Problem statement
Please output exactly the lines from the one containing "I tend to follow" through the last line of the records, both included.

======== Records to use ========

PR #6162, opened 2024-07-10
Remove `react-share` library and `SocialSharing` component

sneridagh:
The builds start to break because of `react-share` today, dependencies problem because we are using an ancient version.
Let's remove it, since core is not using it anymore.

----
📚 Documentation preview 📚: https://volto--6162.org.readthedocs.build/


sneridagh:
@stevepiercy Merging, since this is breking builds right now.

pnicolli:
@sneridagh I just created a new project with cookieplone because I wanted to finally try it and maybe jump on board and bumped into this. Maybe releasing a new alpha would help people that create new projects like I did. I can easily change mrs-developer for now so no rush, but I think it's needed.

sneridagh:
@pnicolli Today I knew that I overlooked that we would need a release for this, and I missed to do so. I will release Volto asap, I'll try this evening.

PR #6173, opened 2024-07-19
feat: publicUi routes to not have cms-ui in public nonContentRoutes

giuliaghisini:
if we have nonContentRoutes that aren't cms-ui, 
for example '/search'
now are considered as cmsUi. 
This adds unnecessary things to the page like:
- cms-ui class to the body tag

defining this public routes in config we can avoid this and everithing works well :-D


packages/volto/src/config/PublicUiRoutes.jsx
```diff
@@ -0,0 +1,17 @@
+import config from '@plone/volto/registry';
```
pnicolli, line 1: Remove unused import

packages/volto/src/config/index.js
```diff
@@ -8,6 +8,7 @@ import {
   layoutViewsNamesMapping,
 } from './Views';
 import { nonContentRoutes } from './NonContentRoutes';
+import { publicUiRoutes } from './PublicUiRoutes';
```
pnicolli, line 11: Proposal: I would suggest a more specific name for this config key, like `publicNonContentRoutes`

pnicolli (changes requested):

packages/volto/news/6173.feature
```diff
@@ -0,0 +1 @@
+Added config.settings.publicNonContentRoutes to avoid cms-ui in this public routes. @giuliaghisini
```
pnicolli, line 1:
```suggestion
Added config.settings.publicNonContentRoutes to avoid cms-ui in these public routes. @giuliaghisini
```

pnicolli (approved):

packages/volto/src/config/PublicUiRoutes.jsx
```diff
@@ -0,0 +1,17 @@
...
+  '/login',
+  '/logout',
+  '/sitemap',
+  '/register',
+  '/search',
+  '/change-password',
+  '/contact-form',
+  '/register',
+  /\/passwordreset\/.*$/,
+  '/passwordreset',
```
mamico:
```suggestion
  '/login$',
  '/logout$',
  '/sitemap$',
  '/register$',
  '/search$',
  '/change-password$',
  '/contact-form$',
  /\/passwordreset($|\/)/,
```
make regexp more rigingorous to solve the problem of match something like `/searching-content` ...

packages/volto/src/helpers/Url/Url.js
```diff
@@ -139,7 +139,10 @@ export const isCmsUi = memoize((currentPathname) => {
   // because the regexp test does not take that into account
   // https://github.com/plone/volto/issues/870
   return settings.nonContentRoutes.reduce(
-    (acc, route) => acc || new RegExp(route).test(`/${fullPath}`),
+    (acc, route) =>
+      acc ||
+      (settings.publicUiRoutes.indexOf(route) < 0 &&
+        new RegExp(route).test(`/${fullPath}`)),
```
mamico, line 145:
```suggestion
        new RegExp(route).test(fullPath)),
```
wen need the additional `/` ?

packages/volto/src/config/PublicUiRoutes.jsx
giuliaghisini: with $ this means that you don't consider parameters.. i've just copied path from nonContentRoutes. 
I think for now they colud be remain the same

packages/volto/src/helpers/Url/Url.js
giuliaghisini: yes, fullPath isn't an entry of the list above, but the current path 
nothing changed from before. it was as is and worked well

packages/volto/news/6173.feature
```diff
@@ -0,0 +1 @@
+Added config.settings.publicNonContentRoutes to avoid cms-ui in these public routes. @giuliaghisini
```
stevepiercy, line 1:
```suggestion
Added `config.settings.publicNonContentRoutes` to avoid `isCmsUi` issues in these public routes. @giuliaghisini
```

packages/volto/src/config/PublicNonContentRoutes.jsx
```diff
@@ -0,0 +1,15 @@
+// PublicUi routes that are noContentRoutes, and we won't cms-ui
```
stevepiercy, line 1:
```suggestion
// PublicUi routes that are nonContentRoutes and are not members of isCmsUi
```

packages/volto/src/config/PublicUiRoutes.jsx
stevepiercy: `$` would not match `/login/`, for example, which would be bad assuming they were redirected from a page that requires authentication and want to redirect them back to that page after authentication. I think it is better to leave all these open-ended here.

I'm not sure why we have this one-off, though. Is there a good reason not to simplify it to just the string `/passwordreset`?

```js
/\/passwordreset($|\/)/
```

packages/volto/src/helpers/Url/Url.js
stevepiercy: Does `currentPathname` include or exclude a leading forward slash (`/`)?

If it includes a slash, then we don't need to use one in the regexp test.

If it excludes a slash, then we need a slash in the regexp test.

packages/volto/src/config/PublicNonContentRoutes.jsx
```diff
@@ -0,0 +1,15 @@
...
+// You can include either RegEx or a string representing the ending of the
```
stevepiercy, line 2:
```suggestion
// You can include either RegExp or a string representing the ending of the
```

stevepiercy (changes requested):
Clean up news and comments, and a couple of questions.

stevepiercy (approved):
@plone/volto-team this PR needs a technical review.

ichim-david:
@mamico @giuliaghisini This doesn't look ready for testing yet due to the unit test failure
unitest-failures

packages/volto/src/config/PublicUiRoutes.jsx
mamico: I've doublchecked code here. IMO, thinking of fixing the regexes here is useless. The real regexes used are in `nonContentRoutes`, the `publicNonContentRoutes` list is about the regexes in `nonContentRoutes` that should not be used for matching when it comes to evaluating `isCMSui`. For better readability, I moved the two lists in the same file and added an explicit comment.

stevepiercy: This makes sense to me.

stevepiercy:
The failing CI check for readme-link-check is due to https://www.cmscom.jp not responding. @terapyon would you please look into this?

Otherwise it is all green, but could use one more round of reviews. @giuliaghisini would you please add your review? Thank you!

ichim-david:
@mamico you've turned a bugfix into a breaking change. If you modify where the config is at it will need a breaking notice and an upgrade mention. I would wait for this action though to hear what @davisagli thinks about your proposal to move the config setting.

ichim-david:
> @mamico you've turned a bugfix into a breaking change. If you modify where the config is at it will need a breaking notice and an upgrade mention. I would wait for this action though to hear what @davisagli thinks about your proposal to move the config setting.

@mamico disregard this statement I should of paid more attention that you added something instead of modifying the name and import. There is no documentation about this new option though

stevepiercy:
For docs, see https://6.docs.plone.org/volto/contributing/documentation.html.

@ichim-david as far as what to document and where, I don't see anything for `nonContentRoutes` in [Routing](https://6.docs.plone.org/volto/contributing/routing.html) (so sad), [The configuration registry](https://6.docs.plone.org/volto/configuration/how-to.html), or [Settings reference guide](https://6.docs.plone.org/volto/configuration/settings-reference.html). Would one of these be appropriate locations?

ichim-david:
> For docs, see https://6.docs.plone.org/volto/contributing/documentation.html.
> 
> @ichim-david as far as what to document and where, I don't see anything for `nonContentRoutes` in [Routing](https://6.docs.plone.org/volto/contributing/routing.html) (so sad), [The configuration registry](https://6.docs.plone.org/volto/configuration/how-to.html), or [Settings reference guide](https://6.docs.plone.org/volto/configuration/settings-reference.html). Would one of these be appropriate locations?

It would be good to get the setting documented and in the routing docs  to link to the routing based settings

giuliaghisini:
> > For docs, see https://6.docs.plone.org/volto/contributing/documentation.html.
> > @ichim-david as far as what to document and where, I don't see anything for `nonContentRoutes` in [Routing](https://6.docs.plone.org/volto/contributing/routing.html) (so sad), [The configuration registry](https://6.docs.plone.org/volto/configuration/how-to.html), or [Settings reference guide](https://6.docs.plone.org/volto/configuration/settings-reference.html). Would one of these be appropriate locations?
> 
> It would be good to get the setting documented and in the routing docs to link to the routing based settings

updated how-to file

docs/source/configuration/how-to.md
```diff
@@ -150,3 +150,24 @@ export default function applyConfig(config) {
 
   return config;
 }
+```
+
+## nonContentRoutes and publicNonContentRoutes
```
stevepiercy, line 155:
```suggestion
## `nonContentRoutes` and `publicNonContentRoutes`
```

docs/source/configuration/how-to.md
```diff
@@ -150,3 +150,24 @@ export default function applyConfig(config) {
...
+
+The `nonContentRoutes` is a list of routes declaration for which is applied the body-class `cms-ui`. This are the routes usesed in the `backoffice` side of Volto.
```
stevepiercy, line 157:
```suggestion
`nonContentRoutes` is a list of routes reserved in Volto for its functionality as a content management system.
These functions include user authentication and registration, changing settings through control panels, generating a site map, and other functions.
Examples of these routes include `/login`, `/register`, and `/\/controlpanel\/.*$/`.
Editors can't use them for content.
The HTML attribute class value `cms-ui` is applied to members of `nonContentRoutes`.
```

docs/source/configuration/how-to.md
```diff
@@ -150,3 +150,24 @@ export default function applyConfig(config) {
...
+You can include either RegEx or a string representing the ending of the url.
```
stevepiercy, line 158:
```suggestion
You can configure `nonContentRoutes` with either a regular expression or a string representing the end of the URI.
```

docs/source/configuration/how-to.md
```diff
@@ -150,3 +150,24 @@ export default function applyConfig(config) {
...
   return config;
 }
+```
+
+## nonContentRoutes and publicNonContentRoutes
+
+The `nonContentRoutes` is a list of routes declaration for which is applied the body-class `cms-ui`. This are the routes usesed in the `backoffice` side of Volto.
+You can include either RegEx or a string representing the ending of the url. 
+
+The `publicNonContentRoutes` is a list of nonContentRoutes used in the `public` side of Volto. For example, some static public route such as '/search', or '/sitemap', ...
```
stevepiercy, line 160:
```suggestion
`publicNonContentRoutes` is a subset of `nonContentRoutes`.
These routes are used for public sections of a Volto site that do not require authentication.
This subset includes `/login`, `/search`, and `/sitemap`.
```

docs/source/configuration/how-to.md
```diff
@@ -150,3 +150,24 @@ export default function applyConfig(config) {
...
+
```
stevepiercy, line 161:
```suggestion

The following example shows how to configure settings for `nonContentRoutes` and `publicNonContentRoutes`.

```

stevepiercy (changes requested):
I expanded on @giuliaghisini's documentation. This should be reviewed by another contributor.

mamico (approved):

stevepiercy (approved):
Thanks for checking the docs @mamico.

I think we should do one more technical review, as @mamico changes made after @pnicolli. Maybe @davisagli can fill in, or @pnicolli with a second review? Other folks are on vacation for another week or two.

davisagli (approved):
I think this is okay for Volto 18. It's arguably a breaking change to backport it, since some existing sites may have styling that depends on the `cms-ui` class being there for these views.

giuliaghisini:
@sneridagh could we merge this in volto 18?

ichim-david:
@plone/volto-team I am +1 on having such a feature however I am not completely sold on the new setting name.
If the new option would share the same base it would be easier to find the extension.
I'm thinking of naming such as:
nonContentRoutesPublic
nonContentRoutesPublicUI
nonContentRoutesOfPublicUI

If we were to have good typescript integration I think that having the same base would make it easier to find every option used.
Maybe someone has an even better naming example or the majority decides that publicNonContentRoutes is good enough, I am not strongly against the current suggestion but again I am not 100% sold either :).

ichim-david (approved):

stevepiercy:
I tend to follow the same naming convention suggested by @ichim-david in my projects: `BaseNameOptionalModifier` or `base-name-optional-modifier`. We did something similar for almost all of the make commands.

If a renaming refactor is done, I prefer the shorter proposed version `nonContentRoutesPublic`, as these are routes. I don't think the `UI` segment helps, as it is an implementation detail better described in code comments.

packages/volto/src/config/NonContentRoutesPublic.jsx
```diff
@@ -0,0 +1,15 @@
+// PublicUi routes that are noContentRoutes, and we won't cms-ui
```
stevepiercy, line 1:
```suggestion
// PublicUi routes that are nonContentRoutes, and should not be members of isCmsUi
```

packages/volto/src/config/NonContentRoutesPublic.jsx
```diff
@@ -0,0 +1,15 @@
...
+// You can include either RegEx or a string representing the ending of the
+// nonContentRoute eg. '/add' will match '/foo/bar/add'
```
stevepiercy, line 3:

========

Result
I tend to follow the same naming convention suggested by @ichim-david in my projects: `BaseNameOptionalModifier` or `base-name-optional-modifier`. We did something similar for almost all of the make commands.

If a renaming refactor is done, I prefer the shorter proposed version `nonContentRoutesPublic`, as these are routes. I don't think the `UI` segment helps, as it is an implementation detail better described in code comments.

packages/volto/src/config/NonContentRoutesPublic.jsx
```diff
@@ -0,0 +1,15 @@
+// PublicUi routes that are noContentRoutes, and we won't cms-ui
```
stevepiercy, line 1:
```suggestion
// PublicUi routes that are nonContentRoutes, and should not be members of isCmsUi
```

packages/volto/src/config/NonContentRoutesPublic.jsx
```diff
@@ -0,0 +1,15 @@
...
+// You can include either RegEx or a string representing the ending of the
+// nonContentRoute eg. '/add' will match '/foo/bar/add'
```
stevepiercy, line 3:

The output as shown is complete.